— Кабаки и бабы доведут тебя до цугундера, Лешка! — мысленно поморщился я. — Надо гимнастикой Гермеса чаще заниматься, иначе в следующий раз точно порвешь себе что-нибудь в самых интересных местах…
Дурнота пришла резко, до фиолетовых кругов перед закрытыми глазами… Сглотнув, все же сумел оставить содержимое желудка внутри и снова мысленно поморщился:
— Опять? И сколько дней на этот раз я не смогу пользоваться темпом?..
— Лешенька, ты меня слышишь? — в голосе Марии слышались трагические нотки.
— Да… — прошамкал я сухим языком. — Пить…
И попытался открыть зенки…
Господи, стыдоба-то какая! Жалостливые выражения лиц со слезами на глазах Марии, Варвары, сестер Гримальди, Стефании Бурбон и остальных девушек из нашей компании были еще понятны — чего еще от них ждать? А вот трагические физиономии Коли с Сашей, как и остальных молодых людей, реально напрягали!
Мария же аккуратно подняла мою голову за затылок и поднесла бутылку с водой к губам.

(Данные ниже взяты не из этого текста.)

PR #277, opened 2021-01-16
Add encode methods to common structs

Rimpampa:
Add `encode` methods to the structs that contain information present in PNG chunks.

Originated from [PR#255](https://github.com/image-rs/image-png/pull/255).


src/common.rs
```diff
@@ -343,6 +369,10 @@ impl ScaledFloat {
     pub fn into_value(self) -> f32 {
         Self::reverse(self.0) as f32
     }
+
+    pub fn encode<W: Write>(self, w: &mut W) -> encoder::Result<()> {
+        encoder::write_chunk(w, chunk::gAMA, &self.into_scaled().to_be_bytes())
+    }
```
HeroicKatora, line 375: `ScaledFloat` is used in different chunks, exposing `encode` such that it encodes it as a gama chunk could be confusing.
```suggestion
    pub(crate) fn encode_gama<W: Write>(self, w: &mut W) -> encoder::Result<()> {
        encoder::write_chunk(w, chunk::gAMA, &self.into_scaled().to_be_bytes())
    }
```

HeroicKatora (changes requested):
I just have one little nit.

src/encoder.rs
```diff
@@ -253,67 +253,11 @@ impl<W: Write> Writer<W> {
...
-            if let Some(g) = &self.info.source_gamma {
-                write_chunk(&mut self.w, chunk::gAMA, &g.into_scaled().to_be_bytes())?;
-            }
-
-            if let Some(c) = &self.info.source_chromaticities {
-                let enc = Self::chromaticities_to_be_bytes(&c);
-                write_chunk(&mut self.w, chunk::cHRM, &enc)?;
-            }
-        }
+        self.info.encode(&mut self.w)?;
```
HeroicKatora, line 256: Seems like you've accidentally dropped writing the `png` signature itself :joy:

Rimpampa: Yeah just noticed😅

HeroicKatora (approved):

PR #278, opened 2021-01-22
encoder: Fix off-by-one errors in ChunkWriter

### LINKED ISSUE #262: libpng warning: IDAT: Extra compressed data
I seem to be getting this warning on finishing writing a png with a `StreamWriter`:
```
libpng warning: IDAT: Extra compressed data
```
I can't seem to find any information about whether it is harmless or not. Doing the exact same operation, but not using a `StreamWriter`, does not produce a warning. What might this imply?

If it is truly harmless and unavoidable, it would be nice to have an option to suppress the warning.

scurest:
Fixes #262.

### DIFF
--- a/src/encoder.rs
+++ b/src/encoder.rs
@@ -439,7 +439,7 @@ impl<'a, W: Write> Write for ChunkWriter<'a, W> {
         let written = buf.read(&mut self.buffer[self.index..])?;
         self.index += written;
 
-        if self.index + 1 >= self.buffer.len() {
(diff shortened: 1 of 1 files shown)


HeroicKatora (commented):
How complicated would it be to generate a regression test for this, that we can add to the repository?

scurest:
I imagine you'd know better than me.

HeroicKatora (approved):
Never mind the question then, we can't currently detect the extra bytes when using our own decoder. So it's quite difficult.

PR #284, opened 2021-02-12
Add APNG Encoding

Rimpampa:
This is the new pull request, I went back with only `Writer` and `StreamWriter` and currently only the first one is able to encode APNG animations. I did some tests and it's working fine (didn't test frames smaller than the image).

Now for the `StreamEncoder` I was thinking that it could be done in two ways:
1) the `finish` method returns the `ChunkOutput` so that by reusing the `Writer` it's possible to encode multiple frames
2) Modify how the `ChunkWriter` works and make it store an entire chunk before flushing, and after flushing allow to change the `FrameControl`; then on the `StreamWriter` it would be possible to seamlessly encode every frame including the separate default image.

You can have a look at the second approach here [encoder.rs](https://github.com/Rimpampa/image-png/blob/encoder/src/encoder.rs).

The first one just needs to expose the `ChunkOutput` which shouldn't be much of a problem, considering also that switching from `AsMut` to `DerefMut` would make it even more silent. On the other hand implementing the second one would require a lot of changes that might not be what we want, but would make the public interface (imo) a lot nicer. I still don't know if limiting the buffer size to the maximum size of a chunk is a bad thing, where would be needed to bufferize more than 2GB of data? But regardless if we want in the future to implement the `PartialChunkData` thing you were talking about a solution like this will be needed because, as you already pointed out, it's impossible to know the chunk size in advance it follows that it must be the last thing to be written, but because it must preceed the chunk data, all the data must be bufferized before it gets written.

### DIFF
--- a/src/encoder.rs
+++ b/src/encoder.rs
@@ -139,37 +139,27 @@ impl<W: Write> Encoder<W> {
         }
     }
 
-    pub fn new_animated(
-        w: W,
-        width: u32,
-        height: u32,
-        num_frames: u32,
-        num_plays: u32,
-        sep_def_img: bool,
-    ) -> Encoder<W> {
+    pub fn set_animated(&mut self, num_frames: u32, num_plays: u32) {
         let actl = AnimationControl {
             num_frames,
             num_plays,
         };
         let fctl = FrameControl {
             sequence_number: 0,
-            width,
-            height,
+            width: self.info.width,
+            height: self.info.height,
             ..Default::default()
         };
-        let info = Info {
-            width,
-            height,
-            animation_control: Some(actl),
-            frame_control: Some(fctl),
-            ..Default::default()
-        };
-        Encoder {
-            w,
-            info,
-            filter: FilterType::default(),
-            adaptive_filter: AdaptiveFilterType::default(),
-            sep_def_img,
+        self.info.animation_control = Some(actl);
+        self.info.frame_control = Some(fctl);
+    }
+
+    pub fn set_sep_def_img(&mut self, sep_def_img: bool) -> Result<()> {
+        if self.info.animation_control.is_none() {
+            self.sep_def_img = sep_def_img;
+            Ok(())
+        } else {
+            Err(EncodingError::Format(FormatErrorKind::NotAnimated.into()))
         }
     }
 
--- a/src/encoder.rs
+++ b/src/encoder.rs
@@ -439,7 +439,7 @@ impl<W: Write> Writer<W> {
                 let mut alldata = vec![0u8; 4 + MAX_fdAT_CHUNK_LEN as usize];
                 for chunk in zlib_encoded.chunks(MAX_fdAT_CHUNK_LEN as usize) {
                     alldata[..4].copy_from_slice(&fctl.sequence_number.to_be_bytes());
-                    alldata[4..].copy_from_slice(chunk);
+                    alldata[4..][..chunk.len()].copy_from_slice(chunk);
                     write_chunk(&mut self.w, chunk::fdAT, &alldata[..4 + chunk.len()])?;
                     fctl.sequence_number += 1;
                 }
--- a/src/encoder.rs
+++ b/src/encoder.rs
@@ -426,7 +426,8 @@ impl<W: Write> Writer<W> {
                     self.write_chunk(chunk::IDAT, &chunk)?;
                 }
             } else {
-                let mut alldata = vec![0u8; 4 + MAX_fdAT_CHUNK_LEN as usize];
+                let buff_size = zlib_encoded.len().min(MAX_fdAT_CHUNK_LEN as usize);
+                let mut alldata = vec![0u8; 4 + buff_size];
                 for chunk in zlib_encoded.chunks(MAX_fdAT_CHUNK_LEN as usize) {
                     alldata[..4].copy_from_slice(&fctl.sequence_number.to_be_bytes());
                     alldata[4..][..chunk.len()].copy_from_slice(chunk);
--- a/src/encoder.rs
+++ b/src/encoder.rs
@@ -365,8 +365,8 @@ impl<W: Write> Writer<W> {
 
     /// Writes the image data.
     pub fn write_image_data(&mut self, data: &[u8]) -> Result<()> {
-        const MAX_IDAT_CHUNK_LEN: u32 = (1u32 << 31) - 1;
-        const MAX_fdAT_CHUNK_LEN: u32 = u32::MAX - 4;
+        const MAX_IDAT_CHUNK_LEN: u32 = std::u32::MAX >> 1;
+        const MAX_fdAT_CHUNK_LEN: u32 = (std::u32::MAX >> 1) - 4;
 
         if self.info.color_type == ColorType::Indexed && self.info.palette.is_none() {
             return Err(EncodingError::Format(FormatErrorKind::NoPalette.into()));
--- a/src/encoder.rs
+++ b/src/encoder.rs
@@ -289,7 +289,7 @@ pub struct Writer<W: Write> {
     filter: FilterType,
     adaptive_filter: AdaptiveFilterType,
     sep_def_img: bool,
-    written: u32,
+    written: u64,
 }
 
 const DEFAULT_BUFFER_LENGTH: usize = 4 * 1024;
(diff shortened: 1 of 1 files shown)


HeroicKatora (commented):
I'll take an in-depth look this weekend, my first impression is that it looks quite clean :)

src/encoder.rs
```diff
@@ -199,6 +262,37 @@ impl<W: Write> Encoder<W> {
     pub fn set_adaptive_filter(&mut self, adaptive_filter: AdaptiveFilterType) {
         self.adaptive_filter = adaptive_filter;
     }
+
+    /// Sets the dispose operation for each frame.
```
fintelia, line 266: Copy paste error?

Rimpampa: Yup, but there is also a some documentation missing so I won't worry much about it right now. Once we agree on an implementation I would fill in those gaps

src/encoder.rs
```diff
@@ -105,18 +123,56 @@ pub struct Encoder<W: Write> {
...
+    }
+
+    pub fn new_animated(
+        w: W,
+        width: u32,
+        height: u32,
+        num_frames: u32,
+        num_plays: u32,
+        sep_def_img: bool,
+    ) -> Encoder<W> {
```
HeroicKatora, line 152: This doesn't need to happen in the constructor, configuring `num_frames` etc. can be done with methods on `Encoder` similar to setting up color, compression, and default filters. I think this is a lot clearer than having 4 parameters with the same type, and a bool.

src/encoder.rs
```diff
@@ -297,12 +422,137 @@ impl<W: Write> Writer<W> {
...
+
+            if self.written == 0 {
+                for chunk in zlib_encoded.chunks(MAX_IDAT_CHUNK_LEN as usize) {
+                    self.write_chunk(chunk::IDAT, &chunk)?;
+                }
+            } else {
+                let mut alldata = vec![0u8; 4 + MAX_fdAT_CHUNK_LEN as usize];
+                for chunk in zlib_encoded.chunks(MAX_fdAT_CHUNK_LEN as usize) {
+                    alldata[..4].copy_from_slice(&fctl.sequence_number.to_be_bytes());
+                    alldata[4..][..chunk.len()].copy_from_slice(chunk);
```
HeroicKatora, line 442: That's a huge allocation even when it is not necessary. Selecting the minimum of the zlib_encoded's length and MAX_fdAT_CHUNK_LEN should do the trick and avoid this.

src/encoder.rs
```diff
@@ -297,12 +422,137 @@ impl<W: Write> Writer<W> {
...
+            fctl.height = height;
+            Ok(())
+        } else {
+            Err(EncodingError::Format(FormatErrorKind::NotAnimated.into()))
+        }
+    }
+
+    pub fn set_frame_position(&mut self, x: u32, y: u32) -> Result<()> {
+        if let Some(ref mut fctl) = self.info.frame_control {
+            if fctl.width + x > self.info.width || fctl.height + y > self.info.height {
```
HeroicKatora, line 505: See other comment about overflow.

HeroicKatora (changes requested):
That is far more approachable in implementation and use. There are a few implementation nits here and there but nice work overall!

src/encoder.rs
Rimpampa: Yup that's something I forgot to do, seems like I got confused by it at some point and added [..chunk.len()] where I should have done like you said

src/encoder.rs
```diff
@@ -297,12 +422,137 @@ impl<W: Write> Writer<W> {
...
+            fctl.delay_num = delay_num;
+            Ok(())
+        } else {
+            Err(EncodingError::Format(FormatErrorKind::NotAnimated.into()))
+        }
+    }
+
+    pub fn set_frame_dimesion(&mut self, width: u32, height: u32) -> Result<()> {
+        if let Some(ref mut fctl) = self.info.frame_control {
+            if width + fctl.x_offset > self.info.width || height + fctl.y_offset > self.info.height
```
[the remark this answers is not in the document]
Rimpampa: Ok, I didn't know `Ord for Option<T: Ord>` was a thing

src/encoder.rs
```diff
@@ -265,18 +368,34 @@ impl<W: Write> Writer<W> {
...
         }
 
-        let bpp = self.info.bpp_in_prediction();
-        let in_len = self.info.raw_row_length() - 1;
-        let prev = vec![0; in_len];
-        let mut prev = prev.as_slice();
-        let mut current = vec![0; in_len];
-        let data_size = in_len * self.info.height as usize;
+        let max = match self.info.animation_control {
+            Some(actl) if self.sep_def_img => actl.num_frames + 1,
```
Rimpampa, line 379: This could also lead to an overflow right?

Also considering that the sequence number and the number of frames are both 32 bits unsigned integers shouldn't it be impossible to encode an animation with more than u32::MAX / 2 frames? There is always at least a pair of chunks (fcTL and fdAT) for each frame so for each frame the sequence number is incremented at least twice

HeroicKatora: You're right, it could. If anything, simply catch it here by returning an error. However, having a look at the [reference patch for libpng](https://sourceforge.net/projects/libpng-apng/files/libpng16/1.6.37/libpng-1.6.37-apng.patch.gz/download)  it seems that it simply overflows by using C's unsigned integer arithmetic—so kind of like a TCP sequence number. That would also make sense.

Rimpampa: I think that returning an error would be better as the spcification states that the sequence numbers are unique and strictly sequencial (no gaps)

HeroicKatora: Okay, then add a check and error here if you want. Kind of awkward that the supposed C implementation doesn't actually implement the specification and I'm slightly skeptical that the mitigation of chunk reording warrants such a restriction but let's just be as spec compliant as possible.

src/encoder.rs
Rimpampa: Regarding this problem I think we could use the same `Limits` struct used for decoding, but this might be the subject of another PR

src/encoder.rs
Rimpampa: I decided to use wrapping_add as with the C implementation as there isn't really a good place to put the check, if you think it matters it could be solved in another PR, but we should think first at the `StreamWriter` implementation I think.
For the number of frames written I used an u64 so there is no need to check for overflows

HeroicKatora (commented):
You wanted to do a documentation pass once the implementation was done. I believe we are at that stage.

Rimpampa:
Nice, I'll start working on that as soon as possible. By the way, have you taken a look at the possible `StreamWriter` implementation? At this point I think it would be part of another PR so in the meanwhile I could block `into_stream_writer` for animation `Writer`s if you agree

src/encoder.rs
```diff
@@ -297,12 +412,141 @@ impl<W: Write> Writer<W> {
...
+        if let Some(ref mut fctl) = self.info.frame_control {
+            fctl.delay_den = delay_den;
+            fctl.delay_num = delay_num;
+            Ok(())
+        } else {
+            Err(EncodingError::Format(FormatErrorKind::NotAnimated.into()))
+        }
+    }
+
+    pub fn set_frame_dimesion(&mut self, width: u32, height: u32) -> Result<()> {
```
foresterre, line 480: possibly a type: `set_frame_dimesion` -> `set_frame_dimension`

src/encoder.rs
```diff
@@ -297,12 +412,141 @@ impl<W: Write> Writer<W> {
...
+            }
+            fctl.x_offset = x;
+            fctl.y_offset = y;
+            Ok(())
+        } else {
+            Err(EncodingError::Format(FormatErrorKind::NotAnimated.into()))
+        }
+    }
+
+    pub fn reset_frame_dimesion(&mut self) -> Result<()> {
```
foresterre, line 510: possibly a typo: `reset_frame_dimesion` -> `reset_frame_dimension`

HeroicKatora:
> By the way, have you taken a look at the possible StreamWriter implementation? At this point I think it would be part of another PR so in the meanwhile I could block into_stream_writer for animation Writers if you agree.

I do agree, it's fine if the stream is full after a single frame and adding the ability to write multiple frames with it might best be part of a separate PR.

Rimpampa:
That should be it for the documentation, most of it I've taken from the specification to avoid any mistakes.

BTW one thing I want to point out that I feel like I've not explained correctly is that the `StreamWriter` currently
is going to corrupt the png stream if used on an animation because it doesn't know it has to write fcTL and fdAT chunks.

HeroicKatora (approved):
LGTM. I can live with ChunkWriter/StreamWriter always writing IDAT for now. I'm not sure if it can even be considered 'corrupting' the data stream, at least not more than before. Correct me if I misunderstood but atm it will always write a separate default image though but also not increment the current frame number, which seems fine.

Rimpampa:
Yes you are right, it writes a separate default image. The corruption that I was referring to comes when you write some frames using the `Writer` and then call `(into_)stream_writer`.

PR #285, opened 2021-02-18
Add support for parsing iCCP chunk.

jrmuizel:


src/decoder/stream.rs
```diff
@@ -911,6 +912,43 @@ impl StreamingDecoder {
...
+                }
+            }
+
+            let mut profile = Vec::new();
+            let mut inflater = ZlibStream::new();
+            inflater.decompress(buf, &mut profile)?;
+            inflater.finish_compressed_chunks(&mut profile)?;
+
+            self.info.as_mut().unwrap().icc_profile = Some(profile);
+            Ok(Decoded::Nothing)
```
fintelia, line 948: Is there a way we can impose a maximum size for the ICC profile to prevent a malicious file from causing us to allocate an unreasonable amount of memory here?

HeroicKatora: PR would look good to me with this resolved.

jrmuizel: How is this problem handle elsewhere? Is there a way to cap the size that inflater will make the Vec?

jrmuizel: libpng uses PNG_USER_CHUNK_MALLOC_MAX which defaults to 8000000

HeroicKatora: The maximum should be capped at most at `Limits::bytes` from the field in `Decoder`. (It defaults to 64Mb but that's not a constant, it can be configured before decoding). Maybe it should be less because it's supposed to be somewhat of a total maximum.

jrmuizel: What about doing the actual capping? It seems like finish_compressed_chunks() will happily keep allocating as much as the the zlib stream wants.

HeroicKatora: As stated in the comment there, yes, we may want to fix that at some point. But that's less critical than the main decompression. Open a separate PR for it, if you can fix it?

HeroicKatora: Well, yes, that means you can't control the final size if everything is decoded in a single call to `decompress`. That's suboptimal indeed. To clarify, you can however call `decompress` with an empty slice so that each call appends at most `CHUNCK_BUFFER_SIZE` bytes of data to `profile`. Repeat until you're reasonably sure that there is no remaining input data and then call finish.. That's not optimal but should be quite good for a start?

HeroicKatora (approved):
Good enough for me, I'll make a note that the finish-phase of `ZlibDecoder` needs some way to check for bounds on the output vector size. We can merge with the one formatting nit fixed.

jrmuizel:
Done.

Issue #283, opened 2021-01-31
Build fails if `png-encoding` feature is disabled.


kettle11:
Here's the error:

```
/src/common.rs:2:20
  |
2 | use crate::{chunk, encoder};
  |                    ^^^^^^^
  |                    |
  |                    no `encoder` in the root
  |                    help: a similar name exists in the module: `decoder`
```

Issue #242, opened 2020-08-02
Encoding should use miniz_oxide as well


astei:
#218 brought some welcome performance improvements by changing decoding to use miniz_oxide. I think it'd be good if encoding were also done with miniz_oxide as well, to both improve performance and decrease binary size (important to me as I deploy this in a WebAssembly module).

scurest:
I made [a branch](https://github.com/image-rs/image-png/compare/master...scurest:miniz-deflate)'s that replaces deflate with miniz_oxide to see what effect this would have.

I only tested a little. Initial observations are:

* small compile time improvement
* no significant binary size improvement
* encode times appear to be comparable. It's somewhat difficult to compare since it depends on the compression settings. If I tweak the compression level to make my output PNG filesize close to master, the encode times are close too; miniz_oxide might actually be a little slower. (But that also might be because I've used it in a sub-optimal way....)

Craig-Macomber:
I can't see @scurest 's branch, but I made a similar one, this time replacing deflate with flate2 (which defaults to using miniz_oxide).

https://github.com/Craig-Macomber/image-png/tree/flate2 (I didn't know how to handle the huffman and rle compression levels, but otherwise the change was trivial)

This lead me to observe that flate2 depends on libc, even when using miniz_oxide, which is tracked by https://github.com/rust-lang/flate2-rs/issues/274 . I'll take a look at that.

I think if that gets fixed, my changes might be a win as far as number of dependencies and build time goes. Until then, maybe its progress toward taking more actively maintained and popular dependencies (flate2 seems to be well supported, and in this case mostly used miniz_oxide which we already depend on).

An interesting approach might be to direct all access to miniz_oxide through flate2, which would allow the user to select a compression back-end via flate2's features.

Craig-Macomber:
flate2 no longer depends on libc making using it to reduce dependencies here actually make sense. I updated my branch accordingly.

fintelia:
@Craig-Macomber could you make a PR with your changes?

Craig-Macomber:
> @Craig-Macomber could you make a PR with your changes?

Done. #350 350

yisibl:
Hi, after I upgraded to 0.17.6, the size of the generated PNG file is much bigger, is there any way to fix it?

[...]

PR #287, opened 2021-02-19
Make encoder a core feature

HeroicKatora:
Removes the `png-encoding` feature, always turning the functionality on.

Another goal here is to reduce the interface. In particular there was
already one new major release of `deflate` that we couldn't track without 
one of our own. The loss is that one can no longer precisely configure the 
level of compression which might be remediated with a new setter but the 
rough options should address most use cases. A semantic option (i.e. a
limit to time spent encoding) would be more actionable for a user anyways.

Since we no longer publicly depend on `deflate` this also prepares doing 
#242 later in a minor version bump.

Closes: #283

### DIFF
--- a/.github/workflows/rust.yml
+++ b/.github/workflows/rust.yml
@@ -10,6 +10,7 @@ jobs:
       matrix:
         rust: ["1.34.2", stable, beta, nightly]
         os: [ubuntu-latest, windows-latest, macos-latest]
+        features: ["", "png-encoding"]
     runs-on: ${{ matrix.os }}
     steps:
     - uses: actions/checkout@v2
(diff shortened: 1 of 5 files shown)


CryZe:
Doesn't this unnecessarily increase compile times for everyone not intending to encode PNGs, which I'd say it's the most common scenario?

HeroicKatora:
While that technically true, it's not by a lot. It's also odd to have them split as a feature. Where there is a large enough difference in the size of implementation a separate crate is far more common. Also, at least in `png`, we can't fully separate the two. It would also complicate future ideas of adding stream-like editing, which the `png` specification was originally meant to allow for.

fintelia:
This all seems reasonable to me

— Лешенька, ты же весь седой! — с надрывом заявила старшая сестра.
— Ваня говорил… — буркнул я, напившись. — Сфоткай и покажи, плиз… Ага, точно седой, — и растянул потрескавшиеся губы в улыбке, — только брови темными остались…
— Так порода! — горделиво выпрямилась сидевшая рядом Варвара.
— И не говори… — я попытался сесть, но дикая боль во всем теле не дала этого сделать.
— Лежи, Лешенька, лежи, — залепетала Мария, — дядька Иван сказал, что тебе пока вставать вредно.
— Где он? И где Прохор?
— Здесь мы… — оба-двое протиснулись через строй молодежи.
— Как обстановка? И не мог бы кто-нибудь найти мне походный стульчик, плиз?
Из краткого отчета воспитателя выходило, что серьезно никто из кортежа не пострадал, как и среди сопровождавших нас журналистов, малый свет практически полностью пришел в себя; Романовы в курсе и уже вовсю напрягают Бурбонов; трупы нападавших нашли, и сейчас там все оцеплено полицией в ожидании более квалифицированных представителей французских спецслужб. О том, что Ванюша успел проверить пару французов на предмет причастности к нападению, воспитатель сообщил мне на ухо.
— Трупы нападавших не опознаны? — уже сидя поинтересовался я.
Прохор поморщился:
— Говорю же, ждут спецов, а наши дворцовые, которые по наводке Ивана Олеговича их логово нашли, фотографии сделали и в Москву отправили. Пока глухо.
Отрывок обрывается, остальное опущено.